> What needs to be done: From the first record through the last, copy each one exactly.

> Given information:
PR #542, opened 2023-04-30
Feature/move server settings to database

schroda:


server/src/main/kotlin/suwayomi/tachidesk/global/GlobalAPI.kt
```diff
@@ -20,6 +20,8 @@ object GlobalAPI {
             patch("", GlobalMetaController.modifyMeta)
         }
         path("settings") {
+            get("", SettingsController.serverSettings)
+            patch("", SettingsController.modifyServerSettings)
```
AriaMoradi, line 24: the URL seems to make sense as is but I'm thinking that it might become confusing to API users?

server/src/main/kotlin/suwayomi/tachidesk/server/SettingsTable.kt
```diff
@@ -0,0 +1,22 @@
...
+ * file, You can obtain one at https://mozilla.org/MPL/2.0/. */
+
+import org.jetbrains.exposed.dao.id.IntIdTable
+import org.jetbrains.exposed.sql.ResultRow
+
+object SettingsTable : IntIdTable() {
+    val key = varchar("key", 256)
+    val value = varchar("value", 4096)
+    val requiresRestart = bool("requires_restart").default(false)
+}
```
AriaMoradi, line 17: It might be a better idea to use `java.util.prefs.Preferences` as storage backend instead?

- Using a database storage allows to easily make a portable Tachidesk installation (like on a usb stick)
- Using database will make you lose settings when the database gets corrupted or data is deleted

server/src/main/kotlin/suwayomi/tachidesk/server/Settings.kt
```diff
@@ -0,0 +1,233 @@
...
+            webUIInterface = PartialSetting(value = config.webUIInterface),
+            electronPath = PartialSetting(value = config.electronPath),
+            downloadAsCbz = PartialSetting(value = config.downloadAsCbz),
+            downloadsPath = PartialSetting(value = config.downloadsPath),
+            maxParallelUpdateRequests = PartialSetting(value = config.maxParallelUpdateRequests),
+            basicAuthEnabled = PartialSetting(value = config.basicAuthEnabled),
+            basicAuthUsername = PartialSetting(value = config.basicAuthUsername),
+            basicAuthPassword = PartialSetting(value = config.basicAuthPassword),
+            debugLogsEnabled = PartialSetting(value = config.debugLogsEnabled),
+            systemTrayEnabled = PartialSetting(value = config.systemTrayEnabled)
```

> Task answer:
PR #542, opened 2023-04-30
Feature/move server settings to database

schroda:


server/src/main/kotlin/suwayomi/tachidesk/global/GlobalAPI.kt
```diff
@@ -20,6 +20,8 @@ object GlobalAPI {
             patch("", GlobalMetaController.modifyMeta)
         }
         path("settings") {
+            get("", SettingsController.serverSettings)
+            patch("", SettingsController.modifyServerSettings)
```
AriaMoradi, line 24: the URL seems to make sense as is but I'm thinking that it might become confusing to API users?

server/src/main/kotlin/suwayomi/tachidesk/server/SettingsTable.kt
```diff
@@ -0,0 +1,22 @@
...
+ * file, You can obtain one at https://mozilla.org/MPL/2.0/. */
+
+import org.jetbrains.exposed.dao.id.IntIdTable
+import org.jetbrains.exposed.sql.ResultRow
+
+object SettingsTable : IntIdTable() {
+    val key = varchar("key", 256)
+    val value = varchar("value", 4096)
+    val requiresRestart = bool("requires_restart").default(false)
+}
```
AriaMoradi, line 17: It might be a better idea to use `java.util.prefs.Preferences` as storage backend instead?

- Using a database storage allows to easily make a portable Tachidesk installation (like on a usb stick)
- Using database will make you lose settings when the database gets corrupted or data is deleted

server/src/main/kotlin/suwayomi/tachidesk/server/Settings.kt
```diff
@@ -0,0 +1,233 @@
...
+            webUIInterface = PartialSetting(value = config.webUIInterface),
+            electronPath = PartialSetting(value = config.electronPath),
+            downloadAsCbz = PartialSetting(value = config.downloadAsCbz),
+            downloadsPath = PartialSetting(value = config.downloadsPath),
+            maxParallelUpdateRequests = PartialSetting(value = config.maxParallelUpdateRequests),
+            basicAuthEnabled = PartialSetting(value = config.basicAuthEnabled),
+            basicAuthUsername = PartialSetting(value = config.basicAuthUsername),
+            basicAuthPassword = PartialSetting(value = config.basicAuthPassword),
+            debugLogsEnabled = PartialSetting(value = config.debugLogsEnabled),
+            systemTrayEnabled = PartialSetting(value = config.systemTrayEnabled)
```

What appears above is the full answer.